◆ **Instructions to follow**:
Copy every line in the records below that contains the word "file".

◆ **Records for the task**:
Issue #388, opened 2026-03-30
CHANGELOG: use [Unreleased] header instead of pre-committed version number


isaacschepp:
## Problem

The unreleased section uses the next version number:

```markdown
## [0.0.0-beta.10]
```

Keep a Changelog specifies `[Unreleased]` for changes not yet released:

```markdown
## [Unreleased]
```

Pre-committing the version number is problematic: it may change before release, and implies the version exists.

## Proposed Change

Rename `## [0.0.0-beta.10]` to `## [Unreleased]` and update the comparison link.

At release time, rename to the actual version with date, then add a new empty `[Unreleased]` section above.

## Why

- Matches Keep a Changelog specification exactly
- Avoids pre-committing version numbers that may change
- Makes it clear these changes are not yet released

PR #585, opened 2026-03-31
fix: Preserve place-less GEDCOM RESI records as residence events

### LINKED ISSUE #488: GEDCOM import: RESI records with no PLAC lost (place-reference model limitation)
## Summary

RESI records with only DATE/TYPE/value but no PLAC sub-record cannot be stored in the place-reference residence model. 7 such records in the bullinger test file are bare markers like `RESI Y` or `RESI\n2 TYPE married`.

### Evidence
- bullinger: RESI 26→19 (7 lost)

_Migrated from todo.md — Model Limitations_

isaacschepp:
## What and why

GEDCOM RESI records without a PLAC sub-record were silently dropped during import. The bullinger test file lost 7 RESI records (26 imported → 19 survived). These include bare `RESI Y` markers and RESI with only DATE or TYPE — valid GEDCOM data that was being discarded.

### Root cause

◆ **Task output**:
RESI records with only DATE/TYPE/value but no PLAC sub-record cannot be stored in the place-reference residence model. 7 such records in the bullinger test file are bare markers like `RESI Y` or `RESI\n2 TYPE married`.
GEDCOM RESI records without a PLAC sub-record were silently dropped during import. The bullinger test file lost 7 RESI records (26 imported → 19 survived). These include bare `RESI Y` markers and RESI with only DATE or TYPE — valid GEDCOM data that was being discarded.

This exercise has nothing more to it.